Nurses didn’t feel like the patient “officially” met RRT criteria yet, even though their nursing gut was screaming that something wasn’t right. And many new nurses were intimidated to call a rapid response team that felt way more experienced and confident than they did.
So Jaclyn tried something different. 👇
The “Nurse Consult” Call: a simple, nurse-driven escalation
Instead of waiting for a patient to hit strict RRT criteria, she built a new option: A “nurse consult” activation, essentially a rapid response consult that nurses can call based on concern alone.
Here’s how it worked:
- It was a silent activation (no overhead page) that went straight to the rapid response team via pager.
- Any bedside nurse on any unit could call and say, “I’m worried about this patient,” without having to prove anything first.
- The goal was to remove the fear of being wrong and create shared responsibility between the bedside nurse and the rapid response nurse.
This is such a powerful culture shift. Instead of:
“If I call and it’s nothing, I’ll look dumb.”
It becomes:
“If I’m worried, I’m supposed to call, and someone will come stand in this with me.”

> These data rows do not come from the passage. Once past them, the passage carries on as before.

PR #276, opened 2023-05-31
feat: add refund link generation

williamtran10:
## Notion ticket link

[Cancellation/Refund: Generate a unique cancellation link on a per-registration basis](https://www.notion.so/uwblueprintexecs/Cancellation-Refund-Generate-a-unique-cancellation-link-on-a-per-registration-basis-89c51d3fb72a43bbb958f2d4e9da5ef9)

## Implementation description
* Generated unique refund link by generating refund code for each confirmation email sent to parent after they successfully register for a FON camp
* Created endpoint at `/refund/{refundCode}` that returns the refund information associated with the refund code

## Steps to test
1. Go to http://localhost:3000/register/camp/648df427152c24ef5871842a
2. Fill in the required fields and register some campers using an accessible email
3. Once registration is completed, check the email for an email from FON. It should contain a refund link like the one in screenshot below
4. Copy-paste the refundCode (after /refund) to a text doc
5. In Postman, send a GET request to http://localhost:3000/campers/refund/theRefundCodeFromTextDoc
6. Verify response is correct (array of campers registered for that camp and under each camper the sessions they registered for)
Screen Shot 2023-06-17 at 2 00 09 PM

* Check there's a refund link with refund code in the url in the confirmation email
* Check the response from the endpoint is correct

## Checklist

### DIFF
--- a/backend/typescript/services/implementations/camperService.ts
+++ b/backend/typescript/services/implementations/camperService.ts
@@ -53,7 +53,7 @@ class CamperService implements ICamperService {
     let createCamperResponse: CamperDTO[] = [];
     let campersWithRefundCode: Camper[] = [];
     let checkoutSessionUrl = "";
-    let refundCode = "";
+    let code = "";
 
     try {
       // Perform session checks:
@@ -143,8 +143,9 @@ class CamperService implements ICamperService {
       // Create new unused refund code
       do {
         // cryptoRandomString v2.0 takes in an integer for length and outputs alphanumeric random string of length specified
-        refundCode = cryptoRandomString(REFUND_CODE_LENGTH);
-        campersWithRefundCode = await MgCamper.find({ refundCode });
+        code = cryptoRandomString(REFUND_CODE_LENGTH);
+        // eslint-disable-next-line no-await-in-loop
+        campersWithRefundCode = await MgCamper.find({ code });
       } while (campersWithRefundCode && campersWithRefundCode.length > 0);
 
       // Create a camper entity for each session
@@ -171,7 +172,7 @@ class CamperService implements ICamperService {
               earlyDropoff: 0,
               latePickup: 0,
             },
-            refundCode: refundCode,
+            refundCode: code,
             optionalClauses: camper.optionalClauses,
           };
         });
--- a/backend/typescript/services/implementations/camperService.ts
+++ b/backend/typescript/services/implementations/camperService.ts
@@ -1276,6 +1276,8 @@ class CamperService implements ICamperService {
         lastName: "Smith",
         age: 9,
         campName: "Banff Camp 2023",
+        startTime: "17:00",
+        endTime: "20:00",
         instances: [
           {
             id: "63b527fed9c42a8fd5ea55e6",
@@ -1312,6 +1314,8 @@ class CamperService implements ICamperService {
         lastName: "Smith",
         age: 10,
         campName: "Banff Camp 2023",
+        startTime: "17:00",
+        endTime: "20:00",
         instances: [
           {
             id: "63b527fed9c42a8fd5ea55e6",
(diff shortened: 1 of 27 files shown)


backend/typescript/services/implementations/camperService.ts
```diff
@@ -135,6 +140,12 @@ class CamperService implements ICamperService {
 
       checkoutSessionUrl = createStripeCheckoutSessionResponse.url;
 
+      // Create new unused refund code
+      do {
+        refundCode = cryptoRandomString({length: REFUND_CODE_LENGTH, type: 'alphanumeric'});
+        campersWithRefundCode = await MgCamper.find({ checkoutSessionUrl });
```
williamtran10: perhaps change this to `campersWithSameCode` so that its a little more clear whats happening

thywang: thank you, I agree! Have made the change in the latest commit.

backend/typescript/services/implementations/camperService.ts
```diff
@@ -1228,6 +1265,85 @@ class CamperService implements ICamperService {
...
+      if (!camp) {
+        throw new Error(`Camp with ID ${campSession.camp} not found.`);
+      }
+
+      // eslint-disable-next-line no-restricted-syntax
+      for (const camper of campers) {
+        // eslint-disable-next-line no-await-in-loop
+        campSession = await MgCampSession.findById(camper.campSession);
+        key = camper.firstName + camper.lastName;
+        refundCamper = {
```
williamtran10, line 1302: This is a lot of lines to copy data over. Maybe we should just keep all the fields of `Camper` (and change the DTO to reflect that)

backend/typescript/services/implementations/camperService.ts
```diff
@@ -1228,6 +1265,85 @@ class CamperService implements ICamperService {
...
+        );
+      }
+
+      const camp = await MgCamp.findById(campSession.camp);
+      if (!camp) {
+        throw new Error(`Camp with ID ${campSession.camp} not found.`);
+      }
+
+      // eslint-disable-next-line no-restricted-syntax
+      for (const camper of campers) {
```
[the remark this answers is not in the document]
williamtran10: Nevermind, would require changing the rest of the code block too

backend/typescript/services/implementations/camperService.ts
thywang: Agree, that's a great point and idea. I tried this but keeping all the fields of `camper` results in strange formatting of the data. Would propose to keep the copying for easy data handling on the frontend.

backend/typescript/services/implementations/camperService.ts
```diff
@@ -1264,118 +1265,83 @@ class CamperService implements ICamperService {
...
+      const camp = await MgCamp.findById(campSession.camp);
+      if (!camp) {
+        throw new Error(`Camp with ID ${campSession.camp} not found.`);
+      }
+
+      for (let i = 0; i < campers.length; i++) {
+        camper = campers[i];
+        // eslint-disable-next-line no-await-in-loop
+        campSession = await MgCampSession.findById(campers[i].campSession);
+        key = campers[i].firstName + campers[i].lastName;
```
thywang: Currently registration does not allow registering two campers with same name in one checkout session. It only registers the first one and ignores any duplicates.

Using camper's firstName + lastName should be unique key since all campers returned [here](https://github.com/uwblueprint/focus-on-nature/pull/276/commits/09c2133149396a81c75260f0041715c810d6243c#diff-da500917cfe8a24b6558fb1d2419cfca87e7716ee3ab04e08f0a20823dd68821R1279) `const campers: Camper[] = await MgCamper.find({ refundCode });` are registered under same checkout session.

Cannot use camper id since they are different for every camper in campers regardless of their firstName and lastName.

derrick-yyang (approved):
Tested and worked! Code LGTM too

BraydenRoyston (approved):
tested and looks good! merging.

For new grads, this was especially game-changing. They suddenly had permission to act on their concern instead of waiting until the patient met rigid criteria or was actively crashing. And the outcomes? Over time, they saw:
- More nurse consults and RRT calls
- Fewer code blues and fewer late escalations
That’s exactly what you want to see in a healthy rapid response and sepsis system.
Why New Nurses Hesitate to Call for Help
If you’ve ever delayed calling RRT because you didn’t want to “bother” them, you’re not alone. Jaclyn and I talked about how:
- Rapid response nurses can feel intimidating (even though many are the kindest humans around).
- As a new grad, you’re watching them walk in, take command, ask brilliant questions, and advocate assertively with the team… and you feel miles away from that level of confidence.
- You don’t want them to think you’re incompetent, overreacting, or “crying wolf.”
So what happens? Nurses hesitate. They watch just a little longer. They tweak a little more oxygen, recheck vitals, wait for one more set of labs. By the time they call, the patient is in far worse shape.
Sepsis protocols have to account for this human reality, not just the vitals and labs. If your system doesn’t address fear, intimidation, and psychological safety, it doesn’t matter how pretty your sepsis bundle is in the EHR. That’s what made the nurse consult so smart: it lowered the emotional barrier to escalating care.
How the Nurse Consult Worked Operationally
If you’re a nurse manager or leader wondering, “Okay but how would we actually implement this?”, here’s how Jaclyn structured it.
- The bedside nurse would call the operator or the rapid response nurse directly and say, “I need a nurse consult in Room X.”
- The activation went through the pager system only (no overhead announcement).
- The rapid response nurse would respond, assess, and then categorize the call in a separate database, not the main EMR.
They tracked things like:
- Which unit the call came from
- What type of call it was (transport help, deteriorating patient, sepsis concern, IV start, etc.)
- What happened next, did the patient:
- Stabilize and stay on the unit?
- Get escalated to an official RRT?
- Get transferred to ICU?
- Convert to a code blue?
This data became incredibly valuable. They noticed surprising trends, like how often the nurse consult was used for IV starts on med-surg floors (which actually made sense once they remembered how few chances some nurses get to practice IVs). And more importantly, they saw that as nurse consults increased, code blues decreased. That’s a win for patient outcomes and nurse confidence.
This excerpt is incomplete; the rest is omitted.